Research output: Contribution to journalArticlepeer-review

4 Scopus citations

Abstract

Objective:To evaluate a telephone-operated, interactive voice response (IVR) system designed to collect use-of-care data from patients with major depression (UAC-IVR). Study Design: Patient self-reports from repeated IVR surveys were compared with provider records for 3789 patients with major depression at 41 clinical sites participating in the Sequenced Treatment Alternatives to Relieve Depression (STAR*D) trial.Methods: UAC-IVR responses were examined for consistency and compared with provider records to compute reporting biases and intraclass correlation coefficients.
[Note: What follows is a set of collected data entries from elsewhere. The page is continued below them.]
PR #462, opened 2023-07-08
Save and restore FreeDV Reporter window state

tmiw:
Per feedback, this PR adds the ability to restore FreeDV Reporter window state on next start.


tmiw:
@barjac, I did some testing here (albeit on macOS) and it looked like the main window was saving and restoring its size on startup, so I just added the ability to do the same for the FreeDV Reporter window. Let me know if you run into problems.

barjac:
Using a package from  https://github.com/drowe67/freedv-gui/tree/ms-preserve-reporter-layout head.

The main window still moves so it is centred vertically in the screen.
The Reporter is almost in the right place.
Before restarting:
Screenshot_20230708_124958
After stop, close and re-start of freedv
Screenshot_20230708_125104

The main issue now with Reporter is that the dialogue will not expand horizontally to fit the screen width. The Reporter window will but the height (which previously would expand to take more calls) and the width which with some fiddling would expand horizontally now seems solidly fixed.

Maybe I should not be testing this branch but applying the PR to master? I did try but the PR patch would not apply.
How should I be testing your PRs?

barjac:
This is what the last release can be set to, with screen layout how it would be good to see on start-up.
Screenshot_20230627_202442

barjac:
This patch will not apply to master, however testing a build from  this branch does not allow the table to be expanded to fit the full screen width and seems to have a fixed size with scroll bars.

tmiw:
> The main window however is still returning to be vertically centred in the main screen.

I did some more testing and I think it might be related to the wxWidgets version that's in use. I'm not able to duplicate this on OpenSUSE or macOS, for example, and this appears to be due to using the "wxWidgets-3_2" package on OpenSUSE (and always bootstrapping the latest on macOS). Compare to Ubuntu 22.04 (where I *am* able to duplicate the issue) where it apparently uses wxWidgets 3.0.5 if "apt search" is any indication:

```
libwxgtk3.0-gtk3-0v5/jammy,now 3.0.5.1+dfsg-4 arm64 [installed,automatic]
  wxWidgets Cross-platform C++ GUI toolkit (GTK 3 runtime)

libwxgtk3.0-gtk3-dev/jammy,now 3.0.5.1+dfsg-4 arm64 [installed]
  wxWidgets Cross-platform C++ GUI toolkit (GTK 3 development)
```

I'll update my build_linux.sh locally and see if I can get it to build its own wxWidgets instead (similar to what's done for Windows and macOS).

barjac:
We are also using wxgtku3.0-3.0.5.1
My D.E. is plasma5 which uses kwin-5.27.5
I will test this branch in different D.E.s tomorrow.

barjac:
I realized that we had wxgtk3.2-3.2.1 available in the distro and re-built ms-preserve-reporter-layout branch against it.
Success!
Only one issue remaining:
When the program is re-started and the modem started, the reporter table is too narrow, but by grabbing the reporter window re-sizing corner (bottom right) and moving it a fraction, the table immediately expands to fit the window.
Just restarted:
Screenshot_20230710_114419
After slight movement of window corner:
Screenshot_20230710_114439

barjac:
I just tested this in an IceWM session and the behaviour is identical.

Tyrbiter:
> Is the OK button in FDVR redundant?

Maybe it should be labeled 'Close'

barjac:
> > Is the OK button in FDVR redundant?
> 
> Maybe it should be labelled 'Close'

I don't see any need for it. The window has a 'X' and when FreeDV closes, Reporter closes with it. To move it off the screen it can be minimised.
Why is it needed?

Tyrbiter:
> > > Is the OK button in FDVR redundant?
> > 
> > 
> > Maybe it should be labelled 'Close'
> 
> I don't see any need for it. The window has a 'X' and when FreeDV closes, Reporter closes with it. To move it off the screen it can be minimised. Why is it needed?

Some people use WMs that don't show all or any of the conventional window controls? Odd, but they exist.

barjac:
I will take your word for that ;) 
If it must stay then I would go for "Close" or "Exit" as "OK" would normally be in answer to a question or to accept a change, neither of which apply here.

tmiw:
> When the program is re-started and the modem started, the reporter table is too narrow, but by grabbing the reporter window re-sizing corner (bottom right) and moving it a fraction, the table immediately expands to fit the window.

This should be fixed now. Additionally, "OK" was changed to "Close" and I fixed a display issue with the SNR column (the website blanks it out on frequency change but the app didn't until now). Let me know how this goes and hopefully we can merge if all goes well.

barjac:
Yes this is working - Nice!
However...
There is a problem when stopping the program with no Last TX or Last Update fields having dates in them. 
On next start the table width is inadequate to take all the fields when dates do appear later.
I think the 'unknown's in these columns should be padded out to the width of the longest possible date by default. This should then remove the need to ever expand them further and the table width will always open at that width.
'Unknown' is longer than callsigns or modes but shorter than dates.

I did see the main window restore to mid screen height on a few occasions but this cleared itself on subsequent tests. Maybe caused by the exact relative positions of the windows on saving or the phase of the moon :)

Another issue I just saw after leaving it running while using Firefox to type this, is that on returning to FreeDV I found the reporter blank except for my call and the bottom buttons moved to the left of the window just below it. Touching the window resize corner handle slightly restored it back to normal.

barjac:
Hmm.. Not really. That has padded fields that were OK not just the dates.
The Last transmit column, if all are unknown on program start, still is truncated after a transmission is made.

This needs some fine tweaking as now the 'Last update' is also truncated as the whole line is too long, probably due to globally padding 'Unknown' rather than tweaking it on a per column basis?

Screenshot_20230711_181711

barjac:
I have discovered what causes the main window to restore to being vertically centred on the screen.
It happens when the program was previously closed with the main window touching the screen top edge. Moving it down a few pixels fixes it so it restarts in the correct last position.

Tyrbiter:
Sounds like a WM or DE bug.

barjac:
> Sounds like a WM or DE bug.
Yes maybe kwin, it does not happen in IceWM

barjac:
I have been playing with the reporter and now have this, based on a patched 40b3e94 .
By removing 'unknown' and using some shorter column labels it is more compact and recovers correctly from close/re-launch.
What do you think?
Screenshot_20230711_230213

barjac:
This is the diff applied to 40b3e94 (board will not accept .diff or .patch extensions)
[unknown.txt](https://github.com/drowe67/freedv-gui/files/12021885/unknown.txt)

Tyrbiter:
QRA should be QTH, QTH locator (originally called Maidenhead) was the replacement as QRA squares only covered Europe.

As for forcing upper case, yes for callsigns, but the locator string can be extended to 8 or more characters some of which are lower case.

https://en.wikipedia.org/wiki/Maidenhead_Locator_System has the details. It does mention 5th and 6th pairs of characters, but absolute hard and fast rules seem to be missing :)

tmiw:
I don't think I agree with the proposed column headings, especially "QTH Locator" or "QRA". But that could be something that's more common to say outside the US, too (vs. e.g. "Grid Square").

Anyway, the latest in this PR changes how the column resizing is done. Instead of only when a user connects, it now takes the text lengths of each of the cells into account when determining whether column resize is needed. This allows each server update to potentially trigger a column resize without triggering any noticeable flicker. (Oh, and there was a off by one error that was preventing the "Last Update" column from resizing, which was probably contributing too.)

Tyrbiter:
> I don't think I agree with the proposed column headings, especially "QTH Locator" or "QRA". But that could be something that's more common to say outside the US, too (vs. e.g. "Grid Square").

Actually I agree, I just say "Locator" and have done even when it was the old QRA system. Grid Square makes perfect sense too, you may have seen that some people put other grid system references in the field so a neutral description is the thing to have.

barjac:
> > I don't think I agree with the proposed column headings, especially "QTH Locator" or "QRA". But that could be something that's more common to say outside the US, too (vs. e.g. "Grid Square").
> 
> Actually I agree, I just say "Locator" and have done even when it was the old QRA system. Grid Square makes perfect sense too, you may have seen that some people put other grid system references in the field so a neutral description is the thing to have.

Yes that makes sense I would prefer Locator too, although other systems is not good if there is any chance that mapping could be incorporated in the future.

barjac:
The latest update to this PR is working mostly OK for me. Maybe the 'Last TX' column could be padded very slightly to allow for dates added later than whatever set the width. See station transmitting in the screenshot who appeared last.

Screenshot_20230712_104525

This (below) happens if Firefox is opened for any length of time while FreeDV is running like now as I type this, on returning to Freedv:
  
Screenshot_20230712_105643

barjac:
It seems that the column width for 'Last TX' on start of the Reporter is not using the widest data width, unless it is simply counting characters and not pixels. Both the entries below under 'Last TX' were there at startup.

Screenshot_20230712_183234

Tyrbiter:
I think this is due to a proportional font, I see this too although it's not preventing me from reading the information.

tmiw:
I can't test right now to see if the change I just committed helps, but give it a shot. If we still need to, we might be able to manually add padding and pass the calculated size in.

barjac:
Looks good to me! Well done!
The only changes that I would now make would be to force upper case on the first two characters of the locator, and change 'Grid Square' to 'Locator' to save some wasted space in that column, that is only normally needed by the label.

Screenshot_20230712_222801

Tyrbiter:
Earlier I saw a JA station with a 10 character locator string :)

tmiw:
Looks like we're all good on this PR now assuming the Windows version (which I'm building now) works.

BTW I can't duplicate the Firefox issue on Ubuntu 22.04 so I wouldn't be surprised if it was some window manager issue:

Screenshot 2023-07-12 at 6 55 12 PM

PR #460, opened 2023-07-05
Add support for modifying the drop down frequency list.

tmiw:
Per feedback in #432, this PR adds the ability for users to modify the frequency list in the lower right hand corner of the main window (via Tools->Options->Rig Control). The new UI looks as follows:

Screenshot 2023-07-04 at 8 25 11 PM

Note: PR #457 must merge before this can as the code here depends on that PR.

PR #466, opened 2023-07-09
Saves position/size of Audio Config dialog between executions.

tmiw:
Per request from https://github.com/drowe67/freedv-gui/pull/460#issuecomment-1627505631, this PR saves and restores the position/size of the Audio Configuration dialog similarly to the FreeDV Reporter dialog (#462) and the main window.


Tyrbiter:
This is now good, I can see all the columns nicely.

PR #469, opened 2023-07-11
Add ability to suppress automatic frequency reporting on radio changes.

tmiw:
For some setups (i.e. ALE), it's not preferred to have FreeDV automatically report frequency changes to FreeDV/PSK Reporter. This PR adds a new setting in Tools->Options->Reporting ("Manual Frequency Reporting") to prevent frequency updates from the radio from being propagated to the FreeDV UI and further upward to the various reporting services.

### DIFF
--- a/src/config/ReportingConfiguration.cpp
+++ b/src/config/ReportingConfiguration.cpp
@@ -33,6 +33,8 @@ ReportingConfiguration::ReportingConfiguration()
         
     , reportingFrequency("/Reporting/Frequency", 0)
         
+    , manualFrequencyReporting("/Reporting/ManualFrequencyReporting", false)
+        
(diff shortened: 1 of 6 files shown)


Tyrbiter:
I'm not familiar with ALE operation so I suggest adding a simple explanation of what ALE does and why this is needed to the manual.

tmiw:
> I'm not familiar with ALE operation so I suggest adding a simple explanation of what ALE does and why this is needed to the manual.

I added a paragraph to the manual about it. Let me know anything that should be changed about the wording.

Tyrbiter:
I think that's adequate, unless you can think of other modes/uses that have similar frequency changes.

PR #485, opened 2023-07-26
Use separate max values for each slider type in the Filter dialog.

### LINKED ISSUE #463: Filter setting sliders too aggressive (1.18.12 pre)
Recently the level adjustments for the filters have become too course and difficult to set.
Reported to me by GW3OAJ on Windows and confirmed by me in Linux.

tmiw:
Resolves #463 by using separate ranges for each slider type on the Filter dialog. This has the effect of making sure a single press of the arrow key (when a slider has focus) adjusts a single "unit" on the selected control, hopefully making it easier to make filter selections.


tmiw:
@barjac, @Tyrbiter, let me know how this change works for you. I think that as long as you can return to a previous value by using the arrow keys, we should be fine. 👍

Tyrbiter:
It looks OK to me now, although the click and drag interface is odd on Fedora I suspect that is a wxWidgets bug of some kind. The arrow keys work, but there is nothing to cue the user to use them unless I've missed something.

tmiw:
> Adding a sentence to the manual would make sure that we can deny any problems plausibly ;-)

Done 👍

PR #489, opened 2023-07-31
Deprecate PortAudio support on Linux.

tmiw:
This PR updates the `build_linux.sh` script to default to using PulseAudio/pipewire instead of PortAudio. Additionally, a warning now prints during `cmake` if the user attempts to compile FreeDV with PortAudio on a Linux machine.


tmiw:
Been wanting to do this for a while as FreeDV is a much better experience using PulseAudio/pipewire. I'm not sure when PortAudio usage on Linux will be ultimately disallowed (if at all, especially since Windows and macOS still need it).

PR #492, opened 2023-08-02
Preserve averaging setting across restarts.

tmiw:
An additional setting for spectrum plot averaging was added to #487 but didn't preserve this across restarts. This PR adds the necessary configuration option to enable this.


tmiw:
@Tyrbiter ^

Issue #438, opened 2023-06-15
Confusion regarding Voice Keyer


barjac:
From what I can read/guess, the voice keyer .wav files should be unprocessed audio from the mic input.

I can see no option in the tools menu to record such a file un-digitized.

A CQ type message needs to be recorded using the same mic and signal path and levels as when transmitting normally, so it sounds seamless, but how?

I see the option to 'Start play file - mic in' but none for 'Start record file - mic in' .

What am I missing?

Tyrbiter:
This is from a FreeDV manual at v1.1.0, which is pretty old:

"You will need to record the audio you wish to send as a WAV file using whatever program you have available on your PC to do this. Note: the audio MUST be recorded with an 8K sample rate or it will not work correctly with FreeDV."

So the long and short is that you need some other software to record the audio. It would certainly be nice if the freedv program had such a facility added to make things more straightforward.

Tyrbiter:
How difficult would be a record from selected microphone to WAV file be to implement @tmiw ?

I would guess that the nuts and bolts to do this are already present in freedv.

barjac:
I suspected that it was not included so thanks for confirming.
Thinking ahead...
It would be nice to be able to click to start recording during a transmission and then hit the voice keyer button to continue using the recording with the existing timings.
Quick, easy to use on the fly and levels and acoustics can match perfectly.
Files could be sequentially named and manually renamed later for re-use (somehow) should the need arise.

tmiw:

Predictors of inconsistent responses and reporting biases were based on mixed logistic and regression models adjusted for need and predisposing and enabling covariates, and corrected for nesting and repeated measures. Results: Inconsistent responses were found for 10% of calls and 21% of patients. Underreporting biases (-20%) and moderate agreement (intraclass correlation of 68%) were found when UAC-IVR responses were compared with medical records. IVR reporting biases were less for patients after 3 calls or more (experience), for patients with severe baseline symptoms (motivation), and for patients who gave consistent IVR responses (reliability). Bias was unrelated to treatment outcomes or demographic factors. Conclusion: Clinical managers should use IVR systems to collect service histories only after patients are properly trained and responses monitored for consistency and reporting biases.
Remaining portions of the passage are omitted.